Сейчас он сбивчиво пытался объяснить (им и себе) свою юношескую психологию, но его слова с трудом слетали с уст, ибо обращенная к нему застывшая усмешка невестки выражала неизменное неприятие всего того, что он говорил. Он понял, что ничего поделать не может; что это почти закон: те, кому своя жизнь представляется крушением, начинают охоту на виновных.

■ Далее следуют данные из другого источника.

Issue #272, opened 2020-10-31
update Command Line Options with explicit commands for Windows & macOS


ronso0:
currently https://mixxx.org/manual/latest/en/chapters/appendix.html#command-line-options assumes Linux.

Goodiec:
@ronso0 will like to work on this, is there a resource available to get the command line alternatives for the other operating systems?

Holzhaus:
@ronso0 Can you elaborate? Where does it asumme Linux?

ronso0:
Sorry for being unclear.
A few days ago when I was trying to help a user on the forum and also when doing remote macOS debugging on Zulip, I noticed that we have no documentation about the exact 'mixxx' base command users need to enter into the terminal prompt to which they'd append the command line options.

It would be nice to have specific examples for macOS, Linux & Windows, like
`%PROGRAMFILES%\Mixxx\mixxx.exe` / `%PROGRAMFILES(x86)%\Mixxx\mixxx.exe`  and
`/Applications/Mixxx.app/Contents/MacOS/mixxx` / `% open -a Mixxx.app`
(I don't know which is more generic = always works)

deborahtrez:
> Sorry for being unclear.
> A few days ago when I was trying to help a user on the forum and also when doing remote macOS debugging on Zulip, I noticed that we have no documentation about the exact 'mixxx' base command users need to enter into the terminal prompt to which they'd append the command line options.
> 
> It would be nice to have specific examples for macOS, Linux & Windows, like
> `%PROGRAMFILES%\Mixxx\mixxx.exe` / `%PROGRAMFILES(x86)%\Mixxx\mixxx.exe` and
> `/Applications/Mixxx.app/Contents/MacOS/mixxx` / `% open -a Mixxx.app`
> (I don't know which is more generic = always works)

Hi @ronso0 @Holzhaus , this is how I was able to open Mixxx in developer mode. I use Windows.
![image](https://user-images.githubusercontent.com/28389950/100709893-ecd3b680-33bf-11eb-858f-e970c47c5bc0.png)

but this is not mentioned anywhere in the documentation. I got this from one of the forums. 
I can add this to that chapter if you give me the go-ahead (for Windows at least). For instance the full command for  `--controllerDebug` would be `mixxx --controllerDebug`

ronso0:
Sure, go ahead! I'm sure you can collect correct info for macOS, too, if you ask on Zulip.
[...]

PR #313, opened 2020-12-02
update Command Line Options with explicit commands for Windows & macOS

deborahtrez:
In response to this (issue)[https://github.com/mixxxdj/manual/issues/272] I will be adding the base command for each platform (MacOS, Windows and Linux) onto the which the command-line options can be appended. 
@ywwg 

Added for Windows. Now obtaining for MacOS.


source/chapters/appendix.rst
```diff
@@ -296,6 +296,12 @@ file(s) on the command line. These will be loaded at start-up.  Each file you
 specify will be loaded into the next virtual deck. For a list of supported file
 types, go to :ref:`configuration-import`.
 
+To launch Mixxx using the command line:
```
Holzhaus, line 299: I think we should name the whole section "Launching Mixxx from the Command Line", then make "Command Line Options" a subsection of it.

source/chapters/appendix.rst
```diff
@@ -296,6 +296,12 @@ file(s) on the command line. These will be loaded at start-up.  Each file you
...
+For Windows OS, open the folder where Mixxx is installed and copy the file path. You can also obtain the file path by right clicking on the Mixxx icon and clicking 'Properties'. The path will usually look like ``C:\Program Files\Mixxx`` or ``C:\Program Files (x86)\Mixxx``. Change directory to this path in the command line by typing ``cd C:\Program Files\Mixxx``. Once the command prompt is at this location, type ``mixxx`` and press Enter.
```
Holzhaus, line 300: It's not necessary to `cd` to it, you can can also just type `C:\Program Files\Mixxx\mixxx --developer` directly.

Holzhaus: Please also add information about the other OSes. On Linux, you can just type `mixxx` (assuming the `mixxx` executable is in `$PATH`). @ronso0 explained in #272 how to run it on macOS. I think we should use a layout like here for the different OSes: https://manual.mixxx.org/2.2/en/chapters/getting_started.html#opening-mixxx

Holzhaus (commented):
Thank you!

source/chapters/appendix.rst
deborahtrez: Ohh yes! This looks better. Let me make the required changes.

deborahtrez: > It's not necessary to `cd` to it, you can can also just type `C:\Program Files\Mixxx\mixxx --developer` directly.

Hi @Holzhaus I tried this option and it did not seem to work for me. I tried different options but this is what i got

image

I was only successful with `cd` then `mixxx`.
What do you think?

Be-ing: I think you need quotes around the full path name so the spaces are not interpreted as separating command arguments:
```
"C:\Program Files\Mixxx\mixxx --developer"
```

deborahtrez: Also, the command specified [here](https://mixxx.org/manual/latest/en/chapters/appendix.html#developer-tools) for starting Mixxx in Developer mode from a custom resource directory with MIDI and HID logging enabled might also be OS specific.
Should I change this to state that the user can simply append `--controllerDebug --developer --resourcePath res` to the base command depending on their operating system?

deborahtrez: Hey @ronso0 I would love to get your thoughts on this as well.

Holzhaus: > I think you need quotes around the full path name so the spaces are not interpreted as separating command arguments:
> 
> ```
> "C:\Program Files\Mixxx\mixxx --developer"
> ```

That should be

    "C:\Program Files\Mixxx\mixxx" --developer

deborahtrez: > I think you need quotes around the full path name so the spaces are not interpreted as separating command arguments:
> 
> ```
> "C:\Program Files\Mixxx\mixxx --developer"
> ```

Hi @Be-ing, I have just tried that as well. It still didn't work.

image

Be-ing: The path for `cd` should not include the `mixxx` executable:
```
cd "C:\Program Files\Mixxx"
mixxx --developer
```

```
"C:\Program Files\Mixxx\mixxx" --developer
```

I think those would both work.

deborahtrez: Yes. They worked! Thank you.

source/chapters/appendix.rst
```diff
@@ -284,22 +284,59 @@ Debugger Enabled                          :kbd:`Ctrl` + :kbd:`Shift` + :kbd:`D`
...
+
+
+**Mac OSX**
+  Similarly, for MacOSX, the command will be ::
+
+    %PROGRAMFILES%\Mixxx\mixxx.exe
+
+  or ::
+
+    %PROGRAMFILES(x86)%\Mixxx\mixxx.exe
```
Holzhaus, line 313: This is for windows, not macOS :smile:

source/chapters/appendix.rst
```diff
@@ -284,22 +284,59 @@ Debugger Enabled                          :kbd:`Ctrl` + :kbd:`Shift` + :kbd:`D`
...
+  You could also choose to first ::
+
+    cd "C:\Program Files\Mixxx"
+
+  and then enter ::
+
+    mixxx
+
+
+**Mac OSX**
```
Be-ing, line 306: Apple now stylizes it as `macOS` since 2016: https://en.wikipedia.org/wiki/MacOS_Sierra

source/chapters/appendix.rst
```diff
@@ -284,22 +284,59 @@ Debugger Enabled                          :kbd:`Ctrl` + :kbd:`Shift` + :kbd:`D`
...
+    %PROGRAMFILES(x86)%\Mixxx\mixxx.exe
+
+  depending on the path in which you have Mixxx installed.
+
+**GNU/ Linux**
+  The command is ::
+
+   mixxx
+
+  (assuming the mixxx executable is in $PATH). Press Enter.
```
Holzhaus, line 322:
```suggestion
  If Mixxx is in our system's search path (``$PATH``), you can just type ::

   mixxx
```

source/chapters/appendix.rst
```diff
@@ -284,22 +284,59 @@ Debugger Enabled                          :kbd:`Ctrl` + :kbd:`Shift` + :kbd:`D`
...
+
+  and then enter ::
+
+    mixxx
+
+
+**Mac OSX**
+  Similarly, for MacOSX, the command will be ::
+
+    %PROGRAMFILES%\Mixxx\mixxx.exe
```
Be-ing, line 309: This should be `/Applications/Mixxx.app/Contents/MacOS/mixxx`

source/chapters/appendix.rst
```diff
@@ -284,22 +284,59 @@ Debugger Enabled                          :kbd:`Ctrl` + :kbd:`Shift` + :kbd:`D`
...
+
+    "C:\Program Files\Mixxx\mixxx"
+
+  You could also choose to first ::
+
+    cd "C:\Program Files\Mixxx"
+
+  and then enter ::
+
+    mixxx
```
Holzhaus, line 303: I don't think this is needed.

Holzhaus (commented):
Thanks!

deborahtrez:
> Thanks!

You're welcome.

Be-ing:
Thanks. Sometimes we ask users to start Mixxx with a command line option and they don't know how. It will be useful to refer to this.

source/chapters/appendix.rst
```diff
@@ -284,18 +284,44 @@ Debugger Enabled                          :kbd:`Ctrl` + :kbd:`Shift` + :kbd:`D`
...
+
+  "C:\Program Files\Mixxx\mixxx" --developer
+
 In addition to these options, it is possible to specify one or more music
 file(s) on the command line. These will be loaded at start-up.  Each file you
 specify will be loaded into the next virtual deck. For a list of supported file
 types, go to :ref:`configuration-import`.
 
+
+
```
Holzhaus, line 324: Unneeded newlines

Holzhaus (commented):
Just a minor issue otherwise LGTM. Thank you.

PR #314, opened 2020-12-02
Replace Controller "Preset" with "Mapping"

Holzhaus:


Be-ing:
Thanks. The next step after https://github.com/mixxxdj/mixxx/pull/2920 will be doing this in the code too.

А Йозеф был виновен вдвойне: как юноша, дурно говоривший о Боге, и как взрослый, уехавший в эмиграцию. Он утратил желание объяснять что бы то ни было, и его брат, тонкий дипломат, свернул разговор на другую тему.
Его брат: студентом второго курса медицинского факультета он в 1948 году был исключен из университета по причине буржуазного происхождения; чтобы сохранить надежду вернуться позднее к занятиям и стать, как отец, хирургом, он всячески демонстрировал свое сочувствие коммунизму и в конце концов, истерзав душу, вступил в партию и состоял в ней вплоть до 1989 года. Пути двух братьев разошлись: поначалу отстраненный от занятий, затем вынужденный отречься от своих убеждений, старший испытывал чувство (и всегда будет его испытывать), что он жертва; в ветеринарной школе, менее востребованной, менее подконтрольной, младший не обязан был изображать свою преданность режиму: в глазах брата он выглядел (и всегда будет выглядеть) счастливчиком, способным выкрутиться из любой ситуации; дезертиром.
В августе 1968 года русская армия захватила страну; целую неделю улицы всех городов вопили от негодования. Никогда страна не была до такой степени отечеством, чехи – до такой степени чехами. Опьяненный ненавистью, Йозеф был готов броситься на танки. Затем руководители государства были арестованы, под конвоем препровождены в Москву и принуждены заключить наскоро состряпанный компромисс, и чехи, по-прежнему негодуя, разошлись по домам. Каких-нибудь четырнадцать месяцев спустя, в пятьдесят вторую годовщину русской Октябрьской революции, навязанной Чехии в качестве праздника, Йозеф сел в машину и, выехав из города, где помещался его кабинет, отправился навестить семью в другой конец страны. Прибыв туда, он сбросил газ; было любопытно, сколько окон будет увешано красными флагами, бывшими в тот год разгрома не более чем знаком повиновения. Флагов оказалось больше, чем он ожидал: возможно, те, кто вывесил их, поступали вопреки своим убеждениям, из осторожности, охваченные смутным чувством страха, однако действовали они по собственной воле, ибо никто не принуждал их, никто не угрожал им. Он остановился перед родным домом. На третьем этаже, где жил его брат, сиял огромный, ужасающе красный флаг. Не выходя из машины, он долгую минуту рассматривал этот флаг; потом тронулся с места. На возвратном пути он решил покинуть страну. Не потому, что не мог жить здесь. Коров и здесь он мог бы преспокойно лечить. Но он был один, разведен, без детей, свободен. Он подумал, что у него всего лишь одна жизнь и что он хочет прожить ее в другом месте.